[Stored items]
-- -- --

Issue #727, opened 2018-09-07
Validator can't resume validation after process restart


JekaMas:
### _Type_:
Issue

### _What happened? / What do you need?_:
A validator don't resume validation after process restart.

### _If it's an issue, how can we reproduce it?_:
```
// Start the validator.
func (api *PrivateValidatorAPI) Start(deposit *big.Int) error {
	// Start the validator and return
	if !api.kcoin.IsValidating() {
		// Propagate the initial price point to the transaction pool
		api.kcoin.lock.RLock()
		price := api.kcoin.gasPrice
		api.kcoin.lock.RUnlock()

		if deposit != nil {
			err := api.kcoin.SetDeposit(deposit)
			if err != nil && err != validator.ErrIsNotRunning {
				return err
			}
		}

		api.kcoin.txPool.SetGasPrice(price)
		return api.kcoin.StartValidating()
	}
	return nil
}
```

but

```
func (val *validator) Validating() bool {
	return atomic.LoadInt32(&val.validating) > 0
}
```

and

```
func (val *validator) notLoggedInState() stateFn {
        ...
	atomic.StoreInt32(&val.validating, 1)
        ...
```

So it looks like we should check the actual state of a validator from the smart contract.
The same logic already works in https://github.com/kowala-tech/kcoin/blob/dev/client/knode/validator/states.go#L44

In total there're 3 places to do changes: https://github.com/kowala-tech/kcoin/blob/dev/client/cmd/kcoin/main.go#L310 (doesn't check isValidation at all), https://github.com/kowala-tech/kcoin/blob/dev/client/knode/validator/validator.go#L191 (use isValidator from the smart contract) and PrivateValidatorAPI.Start()+Kowala.StartValidating (them should initialize the proper state but don't run start validating contract again).

### _Priority_:
High

JekaMas:
The logic in the consensus state machine is still present. Hovewer, as far as I can see the backend is always trust to atomic flag from the state machine.
It's a kind chicken and egg problem.

So we just need to use the value from the smart contract.

PR #742, opened 2018-09-13
Feature/issue 727 resume validator

jgimeno:
The validator did not resume correctly.

Closes #
https://github.com/kowala-tech/kcoin/issues/727

### DIFF
--- a/client/knode/validator/states.go
+++ b/client/knode/validator/states.go
@@ -68,7 +68,6 @@ func (val *validator) notLoggedInState() stateFn {
 		}
 
 	} else {
-		log.Error("This is not a genesis validator! So let's see what happens.")
 		isVoter, err := val.consensus.IsValidator(val.walletAccount.Account().Address)
 		if err != nil {
 			log.Crit("Failed to verify the voter information", "err", err)
--- a/client/knode/validator/states.go
+++ b/client/knode/validator/states.go
@@ -41,22 +41,30 @@ func (val *validator) notLoggedInState() stateFn {
 		chainHeadSub := val.chain.SubscribeChainHeadEvent(chainHeadCh)
 		defer chainHeadSub.Unsubscribe()
 
-		txHash, err := val.consensus.Join(val.walletAccount, val.deposit)
+		isValidator, err := val.consensus.IsValidator(val.walletAccount.Account().Address)
 		if err != nil {
-			log.Error("Error joining validators network", "err", err)
-			return nil
+			log.Crit("Failed to verify if account is already a validator")
 		}
 
-		log.Info("Waiting confirmation to participate in the consensus")
+		if !isValidator {
+			txHash, err := val.consensus.Join(val.walletAccount, val.deposit)
+			if err != nil {
+				log.Error("Error joining validators network", "err", err)
+				return nil
+			}
+			log.Info("Waiting confirmation to participate in the consensus")
 
-		receipt, err := tx.WaitMined(context.TODO(), val.backend, txHash)
-		if err != nil {
-			log.Crit("Failed to verify the voter registration", "err", err)
+			receipt, err := tx.WaitMined(context.TODO(), val.backend, txHash)
+			if err != nil {
+				log.Crit("Failed to verify the voter registration", "err", err)
+			}
+			if receipt.Status == types.ReceiptStatusFailed {
+				log.Crit("Failed to register the validator - receipt status failed")
+			}
 		}
-		if receipt.Status == types.ReceiptStatusFailed {
-			log.Crit("Failed to register the validator - receipt status failed")
-		}
+
 	} else {
+		log.Error("This is not a genesis validator! So let's see what happens.")
 		isVoter, err := val.consensus.IsValidator(val.walletAccount.Account().Address)
 		if err != nil {
 			log.Crit("Failed to verify the voter information", "err", err)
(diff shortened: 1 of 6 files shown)


e2e/features/validator.feature
```diff
@@ -40,3 +40,12 @@ Feature: Joining network as a validator
     And I wait for my node to be synced
     And I start validator with 5 mTokens deposit
     And the token balance of A should be 10 mTokens
+
+  Scenario:
+    Given: I wait for my node to be synced
+    And I start validator with 5 mTokens deposit
```
yourheropaul: can this be `When I start validator with 5 mTokens deposit`

e2e/features/validator.feature
```diff
@@ -40,3 +40,12 @@ Feature: Joining network as a validator
...
+    And I wait for my node to be synced
+    And crash my node validator
+    And I restart the validator
+    And I wait for my node to be synced
+    And My node should be a validator
```
yourheropaul: and this be `Then My node should be a validator`?

yourheropaul: The code shouldn't need to change

e2e/impl/validation.go
```diff
@@ -184,10 +185,38 @@ func (ctx *ValidationContext) MyNodeShouldBeNotBeAValidator() error {
...
 }
 
+func (ctx *ValidationContext) MyNodeShouldBeAValidator() error {
+	res := &cluster.ExecResponse{}
+	if err := ctx.globalCtx.execCommand(ctx.nodeID(), isValidatingCommand(), res); err != nil {
+		return err
+	}
+	if strings.TrimSpace(res.StdOut) != "true" {
+		log.Debug(res.StdOut)
+		return errors.New("validator is not running")
```
yourheropaul: Can this return `rest.StdOut`? I know it will usually have the value of `"false"`, bit if it doesn't it would be useful to know what it says.

jgimeno: Directly? or more like  errors.Errorf("validator is not running: %s", res.StdOut)

e2e/cluster/node_runner.go
```diff
@@ -114,7 +115,7 @@ func (runner *dockerNodeRunner) Run(node *NodeSpec) error {
 
 	logStream := os.Stdout
 	if !runner.logsToStdout {
-		logFilename := filepath.Join(runner.logsDir, fmt.Sprintf("%s-%v.log", runner.logPrefix, node.ID))
+		logFilename := filepath.Join(runner.logsDir, fmt.Sprintf("%s-%v-%d.log", runner.logPrefix, node.ID, rand.Intn(100)))
```
JekaMas: Why do we need that random number? node.ID is already a random number. If its not enought, you can make it longer and increase entropy.

client/knode/validator/states.go
```diff
@@ -45,22 +45,30 @@ func (val *validator) notLoggedInState() stateFn {
...
+			if err != nil {
+				log.Crit("Failed to verify the voter registration", "err", err)
+			}
+			if receipt.Status == types.ReceiptStatusFailed {
+				log.Crit("Failed to register the validator - receipt status failed")
+			}
 		}
+
 	} else {
+		log.Error("This is not a genesis validator! So let's see what happens.")
```
JekaMas: Could you change log livel to Warn or even Info?

client/knode/validator/states.go
```diff
@@ -45,22 +45,30 @@ func (val *validator) notLoggedInState() stateFn {
...
+			txHash, err := val.consensus.Join(val.walletAccount, val.deposit)
+			if err != nil {
+				log.Error("Error joining validators network", "err", err)
+				return nil
+			}
+			log.Info("Waiting confirmation to participate in the consensus")
+
+			receipt, err := tx.WaitMined(context.TODO(), val.backend, txHash)
+			if err != nil {
+				log.Crit("Failed to verify the voter registration", "err", err)
```
JekaMas: Hmmm... If this check failes, a node will panic, a user will start it again, the resume mechanism will start, and it can happend that node will die here agait.
Guys, I think this can be a crash loop.

e2e/cluster/node_runner.go
jgimeno: Jeka, this was because when I crashed the validator, and run another one it was collapsing with the one we have. So I think it is better to have it separated, normally it will only create one. In this case with 2 was easier for me to follow the flow.

e2e/impl/validation.go
yourheropaul: More like returning the error

client/knode/validator/states.go
jgimeno: Sorry, this was not supposed to be in the final one. XD

e2e/cluster/node_runner.go
JekaMas: I get it. Why dont use just an increasing number? I'll make easier to find a proper log.

JekaMas: You can reuse atomic counter type for it.

jgimeno: you are right, yes

client/knode/validator/states.go
jgimeno: Is there a possibility to make this in an e2e case? I dont fully understand the issue, is something that must be fixed here? Or should be an isolated issue?

@yourheropaul @rgeraldes @JekaMas

yourheropaul: I think it can be isolated into a separate issue. We won't have any miners that we don't control on the network for a while.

-- -- --

DIRECTIONS FOR THIS TASK - Go through the records and copy each line with "price" in it.

EXERCISE ANSWER -
		// Propagate the initial price point to the transaction pool
		price := api.kcoin.gasPrice
		api.kcoin.txPool.SetGasPrice(price)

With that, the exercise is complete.